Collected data
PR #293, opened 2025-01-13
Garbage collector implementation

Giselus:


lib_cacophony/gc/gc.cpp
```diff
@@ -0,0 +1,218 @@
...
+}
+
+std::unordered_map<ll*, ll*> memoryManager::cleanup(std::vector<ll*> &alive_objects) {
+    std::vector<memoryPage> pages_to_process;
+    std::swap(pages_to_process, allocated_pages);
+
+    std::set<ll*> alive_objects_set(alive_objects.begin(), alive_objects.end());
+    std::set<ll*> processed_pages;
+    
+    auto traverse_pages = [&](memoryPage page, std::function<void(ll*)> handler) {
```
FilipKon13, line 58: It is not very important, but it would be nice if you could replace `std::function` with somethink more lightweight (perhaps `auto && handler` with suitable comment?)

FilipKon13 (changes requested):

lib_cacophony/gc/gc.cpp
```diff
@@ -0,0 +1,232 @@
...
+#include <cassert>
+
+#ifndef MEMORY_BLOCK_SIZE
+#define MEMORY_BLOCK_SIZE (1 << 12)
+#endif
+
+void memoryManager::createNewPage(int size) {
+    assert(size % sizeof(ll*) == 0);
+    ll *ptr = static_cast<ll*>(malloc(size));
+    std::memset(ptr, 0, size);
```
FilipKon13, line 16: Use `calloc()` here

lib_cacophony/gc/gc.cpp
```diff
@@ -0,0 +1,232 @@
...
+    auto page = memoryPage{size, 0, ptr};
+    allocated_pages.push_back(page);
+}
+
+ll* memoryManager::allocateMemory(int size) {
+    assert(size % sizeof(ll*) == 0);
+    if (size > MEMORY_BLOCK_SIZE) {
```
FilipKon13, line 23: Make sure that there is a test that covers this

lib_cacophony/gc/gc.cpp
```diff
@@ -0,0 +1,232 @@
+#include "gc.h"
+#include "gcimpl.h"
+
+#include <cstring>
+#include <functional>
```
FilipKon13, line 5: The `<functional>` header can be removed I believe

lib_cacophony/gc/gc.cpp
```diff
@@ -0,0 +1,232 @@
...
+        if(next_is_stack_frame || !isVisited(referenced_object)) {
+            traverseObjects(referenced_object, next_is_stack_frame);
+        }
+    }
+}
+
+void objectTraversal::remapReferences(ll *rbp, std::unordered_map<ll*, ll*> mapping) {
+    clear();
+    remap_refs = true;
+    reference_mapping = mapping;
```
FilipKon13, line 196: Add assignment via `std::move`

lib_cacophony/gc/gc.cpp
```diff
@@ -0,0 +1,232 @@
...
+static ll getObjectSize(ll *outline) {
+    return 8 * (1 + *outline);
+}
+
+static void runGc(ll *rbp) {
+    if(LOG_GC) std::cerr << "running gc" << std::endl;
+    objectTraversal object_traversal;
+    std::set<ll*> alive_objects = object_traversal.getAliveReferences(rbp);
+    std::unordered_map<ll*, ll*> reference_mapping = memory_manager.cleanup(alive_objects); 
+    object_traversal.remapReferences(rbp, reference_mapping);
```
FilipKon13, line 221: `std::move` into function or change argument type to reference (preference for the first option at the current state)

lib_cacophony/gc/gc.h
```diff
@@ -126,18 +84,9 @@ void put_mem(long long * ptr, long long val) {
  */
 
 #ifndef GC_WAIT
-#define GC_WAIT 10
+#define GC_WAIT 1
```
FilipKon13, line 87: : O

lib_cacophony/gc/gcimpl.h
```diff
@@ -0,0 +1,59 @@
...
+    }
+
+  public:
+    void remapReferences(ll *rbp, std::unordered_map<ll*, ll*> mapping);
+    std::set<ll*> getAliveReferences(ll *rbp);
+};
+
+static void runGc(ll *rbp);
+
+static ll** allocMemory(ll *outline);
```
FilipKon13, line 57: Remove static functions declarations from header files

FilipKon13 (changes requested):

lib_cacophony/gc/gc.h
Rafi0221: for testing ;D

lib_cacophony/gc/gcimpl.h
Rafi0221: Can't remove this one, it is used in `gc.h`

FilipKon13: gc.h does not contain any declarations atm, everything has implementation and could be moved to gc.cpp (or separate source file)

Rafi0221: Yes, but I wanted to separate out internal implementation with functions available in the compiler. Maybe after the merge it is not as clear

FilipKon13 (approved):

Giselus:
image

What is being asked
Transcribe the data above in full, exactly.

Written response
PR #293, opened 2025-01-13
Garbage collector implementation

Giselus:


lib_cacophony/gc/gc.cpp
```diff
@@ -0,0 +1,218 @@
...
+}
+
+std::unordered_map<ll*, ll*> memoryManager::cleanup(std::vector<ll*> &alive_objects) {
+    std::vector<memoryPage> pages_to_process;
+    std::swap(pages_to_process, allocated_pages);
+
+    std::set<ll*> alive_objects_set(alive_objects.begin(), alive_objects.end());
+    std::set<ll*> processed_pages;
+    
+    auto traverse_pages = [&](memoryPage page, std::function<void(ll*)> handler) {
```
FilipKon13, line 58: It is not very important, but it would be nice if you could replace `std::function` with somethink more lightweight (perhaps `auto && handler` with suitable comment?)

FilipKon13 (changes requested):

lib_cacophony/gc/gc.cpp
```diff
@@ -0,0 +1,232 @@
...
+#include <cassert>
+
+#ifndef MEMORY_BLOCK_SIZE
+#define MEMORY_BLOCK_SIZE (1 << 12)
+#endif
+
+void memoryManager::createNewPage(int size) {
+    assert(size % sizeof(ll*) == 0);
+    ll *ptr = static_cast<ll*>(malloc(size));
+    std::memset(ptr, 0, size);
```
FilipKon13, line 16: Use `calloc()` here

lib_cacophony/gc/gc.cpp
```diff
@@ -0,0 +1,232 @@
...
+    auto page = memoryPage{size, 0, ptr};
+    allocated_pages.push_back(page);
+}
+
+ll* memoryManager::allocateMemory(int size) {
+    assert(size % sizeof(ll*) == 0);
+    if (size > MEMORY_BLOCK_SIZE) {
```
FilipKon13, line 23: Make sure that there is a test that covers this

lib_cacophony/gc/gc.cpp
```diff
@@ -0,0 +1,232 @@
+#include "gc.h"
+#include "gcimpl.h"
+
+#include <cstring>
+#include <functional>
```
FilipKon13, line 5: The `<functional>` header can be removed I believe

lib_cacophony/gc/gc.cpp
```diff
@@ -0,0 +1,232 @@
...
+        if(next_is_stack_frame || !isVisited(referenced_object)) {
+            traverseObjects(referenced_object, next_is_stack_frame);
+        }
+    }
+}
+
+void objectTraversal::remapReferences(ll *rbp, std::unordered_map<ll*, ll*> mapping) {
+    clear();
+    remap_refs = true;
+    reference_mapping = mapping;
```
FilipKon13, line 196: Add assignment via `std::move`

lib_cacophony/gc/gc.cpp
```diff
@@ -0,0 +1,232 @@
...
+static ll getObjectSize(ll *outline) {
+    return 8 * (1 + *outline);
+}
+
+static void runGc(ll *rbp) {
+    if(LOG_GC) std::cerr << "running gc" << std::endl;
+    objectTraversal object_traversal;
+    std::set<ll*> alive_objects = object_traversal.getAliveReferences(rbp);
+    std::unordered_map<ll*, ll*> reference_mapping = memory_manager.cleanup(alive_objects); 
+    object_traversal.remapReferences(rbp, reference_mapping);
```
FilipKon13, line 221: `std::move` into function or change argument type to reference (preference for the first option at the current state)

lib_cacophony/gc/gc.h
```diff
@@ -126,18 +84,9 @@ void put_mem(long long * ptr, long long val) {
  */
 
 #ifndef GC_WAIT
-#define GC_WAIT 10
+#define GC_WAIT 1
```
FilipKon13, line 87: : O

lib_cacophony/gc/gcimpl.h
```diff
@@ -0,0 +1,59 @@
...
+    }
+
+  public:
+    void remapReferences(ll *rbp, std::unordered_map<ll*, ll*> mapping);
+    std::set<ll*> getAliveReferences(ll *rbp);
+};
+
+static void runGc(ll *rbp);
+
+static ll** allocMemory(ll *outline);
```
FilipKon13, line 57: Remove static functions declarations from header files

FilipKon13 (changes requested):

lib_cacophony/gc/gc.h
Rafi0221: for testing ;D

lib_cacophony/gc/gcimpl.h
Rafi0221: Can't remove this one, it is used in `gc.h`

FilipKon13: gc.h does not contain any declarations atm, everything has implementation and could be moved to gc.cpp (or separate source file)

Rafi0221: Yes, but I wanted to separate out internal implementation with functions available in the compiler. Maybe after the merge it is not as clear

FilipKon13 (approved):

Giselus:
image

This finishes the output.